# [Extracted information]
Issue #12668, opened 2020-03-19
Equivalent for az cosmosdb collection exists


bojingo:
**Is your feature request related to a problem? Please describe.**

I am writing a script that will update a property of a Cosmos DB container and perform a variety of other operations, **but only if the container already exists**. I'm not interested in getting an error if the container doesn't exist as in my case it doesn't really represent an error condition. 

I am using the command `az cosmosdb sql container update` for this, which works fine. However, I can't find a way to test if the container exists or not. The `show` command returns an error rather than no result if it doesn't exist. *(Side note: in my Google searches, many people claim that `show` would return nothing if the object doesn't exist and is a good method to test for existence. I have no reason to think these people are all incorrect which probably means the contract for the `show` command is inconsistent across the Azure CLI)* I don't see an `exists` command at all in the help, and even tried without success to see if perhaps it was undocumented.

However, I did find `exists` within the collection subgroup of cosmosdb. This does what I want it to, however I get the following message:
```
This command has been deprecated and will be removed in a future release. Use 'cosmosdb sql container, cosmosdb mongodb collection, cosmosdb cassandra table, cosmosdb gremlin graph or cosmosdb table' instead.
This command is implicitly deprecated because command group 'cosmosdb collection' is deprecated and will be removed in a future release. Use 'cosmosdb sql container, cosmosdb mongodb collection, cosmosdb cassandra table, cosmosdb gremlin graph or cosmosdb table' instead.
```
Doh - took me back full-circle. Not helpful.

**Describe the solution you'd like**

Command `az cosmosdb sql container exists` returns true if the container exists, and false if not. The same required parameters would need provided as with the other commands of the container subgroup.

**Describe alternatives you've considered**

1. Continuing to use the deprecated variant for now.
2. Determine existence of the container based on error detection (YUCKY!!!!)

**Additional context**

In my opinion, the `exists` command should be a standard part of the CLI contract of any resource type, and any subgroup where the concept of "existence" is relevant. If I should change my thinking around this, please explain in your replies.

yungezz:
thanks for reporting, routing to appropriate team

shurd:
Hi @bojingo, thank you for opening this issue. When adding the new commands, we did not create an "exists" command. As you indicate, currently you must use the "show" command and determine if there was an error. We will work on adding an "exists" option. We are tracking this internally as work item 672701 and have an ETA of the end of April.

yonzhan:
move to S169

[...]

PR #12774, opened 2020-03-27
[Cosmos DB] az cosmosdb: add exists command to database and container groups

shurd:
This change addresses https://github.com/Azure/azure-cli/issues/12668 by adding supports for "exists" in the new commands that replace the deprecated "cosmosdb database" and "cosmosdb collection" commands. It also updates parameter descriptions to address https://github.com/Azure/azure-cli/issues/13096

These commands are added:
az cosmosdb sql database exists
az cosmosdb sql container exists
az cosmosdb mongodb database exists
az cosmosdb mongodb collection exists
az cosmosdb gremlin database exists
az cosmosdb gremlin graph exists
az cosmosdb cassandra keyspace exists
az cosmosdb cassandra table exists
az cosmosdb table exists

**Testing Guide**  

**History Notes:**  

---

### DIFF
--- a/src/azure-cli/azure/cli/command_modules/cosmosdb/custom.py
+++ b/src/azure-cli/azure/cli/command_modules/cosmosdb/custom.py
@@ -8,6 +8,7 @@
 from enum import Enum
 from knack.log import get_logger
 from knack.util import CLIError
+from msrestazure.azure_exceptions import CloudError
 
 from azure.mgmt.cosmosdb.models import (
     ConsistencyPolicy,
@@ -216,6 +217,12 @@ def cli_cosmosdb_keys(client, resource_group_name, account_name, key_type=Cosmos
     raise CLIError("az cosmosdb keys list: '{0}' is not a valid value for '--type'. See 'az cosmosdb keys list --help'.".format(key_type))
 
 
+def _handle_exists_exception(cloud_error):
+    if cloud_error.status_code == 404:
+        return False
+    raise cloud_error
+
+
 def cli_cosmosdb_sql_database_create(client,
                                      resource_group_name,
                                      account_name,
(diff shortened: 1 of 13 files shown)


yonzhan:
add to S168

shurd:
@Juliehzl can you please review this PR?

Juliehzl:
@shurd  LGTM in general. But could you resolve all conflicts and I will merge it for you?

yonzhan:
add to S170

yonzhan:
@shurd please resolve the conflicts.

yonzhan:
add to S171

shurd:
@yonzhan @Juliehzl I believe the conflicts are now resolved

src/azure-cli/azure/cli/command_modules/cosmosdb/custom.py
```diff
@@ -216,6 +217,12 @@ def cli_cosmosdb_keys(client, resource_group_name, account_name, key_type=Cosmos
     raise CLIError("az cosmosdb keys list: '{0}' is not a valid value for '--type'. See 'az cosmosdb keys list --help'.".format(key_type))
 
 
+def _handle_exists_exception(cloud_error):
+    if cloud_error.status_code == 404:
+        return False
```
zhoxing-ms, line 222: Is there any other error conditions when `status_code` is 404 other than where the resource already exists? 
And the original meaning of `404` as http staus should be **not found**, `cloud_error.status_code` is on the contrary, it seems misleading. If the error status provided by the server can be modified, I think it might be better to use `409 Conflict` for this scenario.

Juliehzl: It should be fine to use `404` for not found scenario. When not found, it means the db doesn't exist and return false for the command.

src/azure-cli/azure/cli/command_modules/cosmosdb/custom.py
```diff
@@ -615,6 +676,19 @@ def cli_cosmosdb_mongodb_database_create(client,
...
 
+def cli_cosmosdb_mongodb_database_exists(client,
+                                         resource_group_name,
+                                         account_name,
+                                         database_name):
+    """Checks if an Azure Cosmos DB MongoDB database exists"""
+    try:
+        client.get_mongo_db_database(resource_group_name, account_name, database_name)
+    except CloudError as ex:
+        return _handle_exists_exception(ex)
```
Juliehzl, line 687: By the way, you can add exception_handler kwargs in command for exception handler as shown in https://github.com/Azure/azure-cli/blob/master/src/azure-cli/azure/cli/command_modules/storage/commands.py#L231.

shurd: I tried this, but I do not think I can return "True" in that case like I do in the exception handler here. If I do that, I get:

cli.azure.cli.core.util : 'CommandResultItem' object is not iterable

Is it possible to return something other than an exception from the exception handler kwags method?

# [What to produce]
Copy every line of the data above, beginning with the first and ending with the line that contains "solution you'd like**", and give nothing more.

# [Response area]
Issue #12668, opened 2020-03-19
Equivalent for az cosmosdb collection exists


bojingo:
**Is your feature request related to a problem? Please describe.**

I am writing a script that will update a property of a Cosmos DB container and perform a variety of other operations, **but only if the container already exists**. I'm not interested in getting an error if the container doesn't exist as in my case it doesn't really represent an error condition. 

I am using the command `az cosmosdb sql container update` for this, which works fine. However, I can't find a way to test if the container exists or not. The `show` command returns an error rather than no result if it doesn't exist. *(Side note: in my Google searches, many people claim that `show` would return nothing if the object doesn't exist and is a good method to test for existence. I have no reason to think these people are all incorrect which probably means the contract for the `show` command is inconsistent across the Azure CLI)* I don't see an `exists` command at all in the help, and even tried without success to see if perhaps it was undocumented.

However, I did find `exists` within the collection subgroup of cosmosdb. This does what I want it to, however I get the following message:
```
This command has been deprecated and will be removed in a future release. Use 'cosmosdb sql container, cosmosdb mongodb collection, cosmosdb cassandra table, cosmosdb gremlin graph or cosmosdb table' instead.
This command is implicitly deprecated because command group 'cosmosdb collection' is deprecated and will be removed in a future release. Use 'cosmosdb sql container, cosmosdb mongodb collection, cosmosdb cassandra table, cosmosdb gremlin graph or cosmosdb table' instead.
```
Doh - took me back full-circle. Not helpful.

**Describe the solution you'd like**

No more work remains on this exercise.